Johnson then gave his talk, titled “School Spirit,” describing how he transformed from “an unbearably eager first-year” into “an insufferable skeptic.”

He praised the historical activism of Brown students who, upon confronting the sometimes frustrating divisions that emerge in the life of the University, have persevered to overcome them. As a tour guide a visitor once asked him, “How do Brown students show their school spirit,” he said. He replied, “Brown students love Brown enough to make it better.”

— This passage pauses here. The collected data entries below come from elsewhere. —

PR #1651, opened 2023-08-16
fix: don't load snapshot in dev mode

### LINKED ISSUE #1650: bug: running dev.ts uses the snapshot
Using `deno run -A dev.ts` after building the assets I get `Using snapshot found at ..`

I expected the dev builds to not use the snapshots, and thats what the docs here https://fresh.deno.dev/docs/concepts/ahead-of-time-builds seems to say 
>When Fresh is started in **non-development** mode (usually via main.ts), Fresh will automatically pick up optimized assets

marvinhagemeister:
TODO: add tests

Fixes #1650

### DIFF
--- a/src/dev/build.ts
+++ b/src/dev/build.ts
@@ -1,25 +1,10 @@
 import { ServerContext } from "../server/context.ts";
-import { FreshOptions, Manifest } from "../server/mod.ts";
-import { dirname, fromFileUrl, join, toFileUrl } from "../server/deps.ts";
-import { fs } from "./deps.ts";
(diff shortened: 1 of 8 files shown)


marvinhagemeister:
I think this PR is definitely the right way to go long term as it properly differentiates between `dev` and non-dev mode. Doing so would be a bit of a disruptive change for folks not using `fresh.config.ts`. So I'm leaving this PR open here until the time is ready.

marvinhagemeister:
Replaced by https://github.com/denoland/fresh/pull/1735

PR #1653, opened 2023-08-17
docs(www): update hello bar for Fresh 1.4

iuioiua:


marvinhagemeister (approved):
Ohh good catch! I totally forgot we had this 🙈

iuioiua:
Perhaps, we can keep a small release checklist somewhere.

PR #1657, opened 2023-08-17
fix: remove debug code

marvinhagemeister:
Accidentally committed these with https://github.com/denoland/fresh/pull/1617/files .

Opened a feature request that we should have a `no-console` lint rule https://github.com/denoland/deno/issues/20187


marvinhagemeister:
Merging myself since it's just the removal of an accidental `console.log`

PR #1658, opened 2023-08-17
fix: twind duplicating css classes when `className` is used instead of `class`

### LINKED ISSUE #1655: `Duplicate class in <html></html> when use className`
# Duplicate class when use `className` inside `<html></html>` 

```tsx
<html className='bg-slate-800'>
</html>
```

**In Devtools**
```html
<html class='bg-slate-800 bg-slate-800'>
</html>
```

# `className` or `class` not work in `<body></body>`

```tsx
<body className='bg-slate-800'>
</body>
```

**In Devtools**
```html
<html>
...
   <body>
  </body>
</html>
```

marvinhagemeister:
Both the `twind` and `twindV1` plugin didn't properly handle the case when `className` is used to set classes instead of `class`. This would lead to CSS classes being applied twice.

Fixes #1655


bartlomieju (approved):
LGTM, no comments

Graduate and medical students, too, spoke of how much Brown meant to them. Mateus Baptista, who received a master’s degree in urban education policy, urged his fellow graduates to take the “culture of critique” fostered at Brown beyond the Van Wickle Gates.

“We cannot forget that it’s always been those that question the normative, that challenge assumptions, that have truly made a life of meaning and purpose,” Baptista said. “Brown has equipped us to do just that, to insist in a world that does not simply reproduce the status quo, but in a world of hopeful endeavor.”

By Sunday afternoon, the booms of the fireworks and the blasts of the horns in Alma Mater 250 had inevitably attenuated in the spring air. But the waves made by the class of 2015 have just begun to spread.